Defective Proteins and Disease

Center Leader: Yair Argon, PhD

Most diseases are caused by malfunctions of a protein. A defective receptor may preclude proper function of pancreatic cells; an altered protein may lead to malignant transformation, or the inability of a hormone to be secreted may lead to abnormal organ development. Understanding the changes in the expression or function of proteins is therefore key to developing therapies.

Gaining such understanding, however, is no small feat because each of the 30,000 genes in human DNA can encode more than one form of a protein, increasing the complexity of the information contained in DNA. In addition, not every pathologic change is due to a single gene mutation. In many diseases, the alteration is in an atypical realignment of interacting proteins.

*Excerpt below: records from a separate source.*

Issue #113, opened 2019-01-01
Type linting via tsc


daKmoR:
Also async is not allowed in definition files
https://stackoverflow.com/questions/48448151/how-can-i-add-an-async-function-to-a-type-def-file

daKmoR:
This is probably a very good starting point for it 🤗 

https://medium.com/@trukrs/type-safe-javascript-with-jsdoc-7a2a63209b76

daKmoR:
made some progress here https://github.com/open-wc/open-wc/pull/277

but there are still some problems with typescript... will need to raise an issue there

daKmoR:
release via https://github.com/open-wc/open-wc/pull/277

PR #277, opened 2019-03-09
feat: add types + linting & improve intellisense

daKmoR:
This will allow 
- for type linting (via typescript)
- better integration with typescript 
- to provides way better/nicer intellisense

Additional tasks done:
- only put needed files in published npm packages (so there will be no linting errors for demo folder or so)
- temporary forked dom5 (in building-rollup) as it has outdated type definitions (see [issues/3385](https://github.com/Polymer/tools/issues/3385))
- moved most testing-helpers files to `src` folder (only `index.js` & `index-no-side-effects.js` stay in root folder)

Note: adds a little time to CI as we now do type linting as well

Example:
better-intellisense

closes: https://github.com/open-wc/open-wc/issues/302, https://github.com/open-wc/open-wc/issues/113


daKmoR:
hmmm I have no clue why I can't find `lit-html` or `chai`
```
packages/testing-helpers/lit-html.js:1:33 - error TS2307: Cannot find module 'lit-html/lit-html.js'.

1 import { html as litHtml } from 'lit-html/lit-html.js';

packages/testing-helpers/test/elementUpdated.test.js:2:24 - error TS2307: Cannot find module '@bundled-es-modules/chai'.

2 import { expect } from '@bundled-es-modules/chai';
```

is there a special setting for the tsconfig you need for monorepos?

daKmoR:
ok setting moduleResolution to node helped 🤗

Lodin:
I just installed package created from your branch instead of the stable version, and now it refuses to show any type at all, and my type check ends without any issue even if I make a mistake on purpose. It looks like `fixture` is marked as `any`. I'm not sure what the reason, I use the following [`tsconfig.json`](https://github.com/corpusculejs/corpuscule/blob/97d06d5877cb63f874be5625f24033be861ebaaa/tsconfig.json):
```json
{
  "compilerOptions": {
    "allowJs": true,
    "allowSyntheticDefaultImports": true,
    "declaration": false,
    "experimentalDecorators": true,
    "emitDecoratorMetadata": true,
    "lib": [
      "dom",
      "es2018"
    ],
    "mapRoot": "dist",
    "module": "esnext",
    "moduleResolution": "node",
    "noImplicitAny": false,
    "noImplicitReturns": true,
    "noUnusedLocals": true,
    "noUnusedParameters": true,
    "outDir": "dist",
    "sourceMap": true,
    "strict": true,
    "strictFunctionTypes": false,
    "stripInternal": true,
    "target": "esnext"
  },
  "include": [
    "packages/**/*"
  ],
  "exclude": [
    "packages/**/dist",
    "packages/**/node_modules",
    "node_modules"
  ]
}
```

daKmoR:
@Lodin thx for checking it out... I also made some additional tests and had the same experience 
https://github.com/daKmoR/jsdoc-intellisense/issues/1

I reached out to some others and it seems to be a "bug/feature" with typescript
https://github.com/daKmoR/jsdoc-intellisense/issues/1

so we probably need to investigate this further before we can actually do it 🙈

LarsDenBakker:
Thats really unfortunate

daKmoR:
sooo apparently that does work if you set 
```
--maxNodeModuleJsDepth 2
```

but that would mean everyone using this will need to set it... 
it leads to the nice intellisense and full type linting...

still it's a setting we need to teach everyone to set would we feel comfortable doing so?

daKmoR:
@Lodin may I ask you again to test this but this time with something like this as the `tsconfig.json`

```json
{
  "compilerOptions": {
    "target": "ES2015",
    "moduleResolution": "node",
    "lib": ["es2017", "dom"],
    "allowJs": true,
    "checkJs": true,
    "noEmit": true,
    "strict": false,
    "noImplicitThis": true,
    "alwaysStrict": true,
  },
  "include": [
    "**/*.js",
    "node_modules/@open-wc/**/*.js"
  ]
}
```

the important part is the `include` of `@open-wc` and that there is NO global ignore of `node_modules` as this would apparently override it.

with that you should get correct types in typescript and awesome intellisense... try hovering over any open-wc helper and use F12 (in vscode) to jup directly to the source code.

daKmoR:
oh it probably needs to be
```
"node_modules/@open-wc/testing-helpers/*.js"
```

as not every package from `open-wc` you probably include has the updated types yet...  if that works we will add support for all our packages

Lodin:
@daKmoR, yay, it works! Still less supported by IDE though, but I don't think it is a blocker.

Lodin:
However, as you said, it doesn't work with `exclude: "node_modules"` which could possibly cause issues.

daKmoR:
hmmm if you do not specify an exclude it's still excluded right?
https://www.typescriptlang.org/docs/handbook/tsconfig-json.html

> The "exclude" property defaults to excluding the node_modules, bower_components, jspm_packages and <outDir> directories when not specified.

so strange why it would not work if you specify it yourself?

Lodin:
@daKmoR, hmm, doesn't it mean that typescript ignores these directories by default if `exclude` option is not specified completely?

daKmoR:
if you still want the exclude you could do it like this
```
/node_modules/!(@open-wc)/
```

daKmoR:
Soooo this now allows tsc to work with all our files 🎉 

Except for `dom5` which is apparently outdated and include definition files (which expect no longer available files) you can see it here: https://circleci.com/gh/open-wc/open-wc/1464?utm_campaign=vcs-integration-link&utm_medium=referral&utm_source=github-build-link

@LarsDenBakker how hard would it be to get rid of dom5?

Also, we definitely need to explain how to set it up - but once you have it it's really really nice 🤗  awesome intellisense and type safety for js and ts :)

packages/building-rollup/src/dynamic-import-polyfill.js
```diff
@@ -18,7 +29,7 @@ window.importModule = function importModule(url) {
       URL.revokeObjectURL(script.src);
       script.src = '';
     };
-    script.defer = 'defer';
+    script.defer = true;
```
LarsDenBakker: Just to double check, this still produces the correct output?

daKmoR: typing said this only accepts true/false and not a string => so it was a type linting finding :)

I did run the demo and it worked fine... but pls verify 🤗

LarsDenBakker:
Looks good to me, a few questions about this though:

I worked with types in JS before, but my experience wasn't that great. I had to resort to a lot of casting and ignores, which is awkward to write in JS. Going full TS was a much nicer experience. For example `this.shadowRoot` is optional, in TS you can write `this.shadowRoot!.querySelector()` but with annotations you can't.

With this change I think we are making type annotations mandatory for the entire repository? How is your experience with it so far? One of the arguments against going full TS is the increased complexity for new devs coming to a project. Does this not introduce a similar complexity then?

daKmoR:
For what we have in this library it was actually pretty butter smooth... we mostly offer helpers/tools and for those, the experience was really good. I especially liked the nicer intellisense (e.g. not only types but also a description and examples) and that you can hit F12 (in vs code) to go to the actual js source (without an in-between definition file) felt really useful and I hope it helps to reduce the distance to our code for our users (e.g. make it easier to fix bugs/make PRs as you can just do it directly in your node_modules and then you can just copy paste directly into github (if you are lazy)... but yeah we will probably need to have some teachings about this as people usually see node_modules as a magical black box)

For our users, they can choose to use TS or JS - whatever they prefer.

PS: Regarding what we should recommend to our users how they should create web component - let's move that to a dedicated discussion/issue/slack...

LarsDenBakker:
Not arguing against it at this point, but I do wonder about the benefits VS going full typescript if we anyway need to educate people and use tooling to check the types.

Bottom line is that our users get better IDE support out of the box with this, so that's a big win I think :)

Research conducted in the Defective Proteins and Disease Research Affinity Group focuses on this problem by investigating how proteins function, how they interact, and how they differ between normal and diseased tissues. Several investigators in the affinity group measure how receptors on the surface of cells transmit information that leads to growth and differentiation of the endocrine or the immune systems. Their work interfaces with that of another group of investigators who are interested in viral infections, since viruses often “highjack” normal cellular proteins.

Another critical area of the affinity group’s investigation lies with markers of disease, or protein patterns that are expressed differently in people with a particular disease. Some investigators are relating modifications common to many proteins, such as additions of phosphate or nitrate, to alterations in the functions of key metabolic enzymes in normal and defective neonatal development.

Yet a third focus is the question of how proteins misfold, lose their proper structure and therefore become dysfunctional. Three research groups are studying how a special set of cellular proteins, called molecular chaperones, either protect other proteins from misfolding or correct the defect, in the context of cystic fibrosis, systemic amyloidosis and thalassemia.

A new focus of the group is proteomics, cataloging all the proteins present in a given tissue at a particular stage of pathological state. Knowing these protein patterns will greatly enhance the current wealth of genetic information about a variety of diseases.

A new technique developed by the affinity group separates complex protein mixtures by multi-dimensional chromatography into hundreds of discrete fractions, and has already improved upon the enumeration of proteins that are present in diseased and normal tissues. Being able to identify rare proteins may uncover those that play important roles in an individual disease.

These research advances hold the promise of discovering signature patterns – proteins that are found consistently in patients with a specific disease – that will become diagnostic tools.

The Defective Proteins and Disease Affinity Group provides a forum for investigators from a variety of divisions to work together, improving the effectiveness of their research. Shared instruments in the Protein Core Facility, a seminar series featuring outside speakers, a monthly in-house lab meeting and a multi-investigator seed project all allow group members to interact and gain feedback on ongoing research.